Task objective | Using the entries that follow, write out the line containing "PR #1012, opened 2019-07-10", the line containing "seeing is believing", and every line between them, exactly and nothing else.

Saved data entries
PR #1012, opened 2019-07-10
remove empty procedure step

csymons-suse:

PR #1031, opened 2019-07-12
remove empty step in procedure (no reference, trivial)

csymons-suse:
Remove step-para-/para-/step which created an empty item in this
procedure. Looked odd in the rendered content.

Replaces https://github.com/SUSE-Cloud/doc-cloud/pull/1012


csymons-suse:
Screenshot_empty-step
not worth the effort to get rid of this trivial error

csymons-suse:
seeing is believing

--

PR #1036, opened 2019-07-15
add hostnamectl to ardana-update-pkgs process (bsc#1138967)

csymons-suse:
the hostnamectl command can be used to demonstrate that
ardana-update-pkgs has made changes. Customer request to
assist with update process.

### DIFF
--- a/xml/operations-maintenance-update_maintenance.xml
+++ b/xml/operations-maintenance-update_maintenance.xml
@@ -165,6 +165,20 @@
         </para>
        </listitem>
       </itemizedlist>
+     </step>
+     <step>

---

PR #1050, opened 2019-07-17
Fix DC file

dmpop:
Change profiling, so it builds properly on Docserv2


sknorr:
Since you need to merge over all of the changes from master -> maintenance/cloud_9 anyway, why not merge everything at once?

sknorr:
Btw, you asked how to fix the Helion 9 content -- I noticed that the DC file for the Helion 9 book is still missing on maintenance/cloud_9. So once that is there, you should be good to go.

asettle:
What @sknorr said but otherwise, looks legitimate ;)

Finished exercise |
PR #1012, opened 2019-07-10
remove empty procedure step

csymons-suse:

PR #1031, opened 2019-07-12
remove empty step in procedure (no reference, trivial)

csymons-suse:
Remove step-para-/para-/step which created an empty item in this
procedure. Looked odd in the rendered content.

Replaces https://github.com/SUSE-Cloud/doc-cloud/pull/1012


csymons-suse:
Screenshot_empty-step
not worth the effort to get rid of this trivial error

csymons-suse:
seeing is believing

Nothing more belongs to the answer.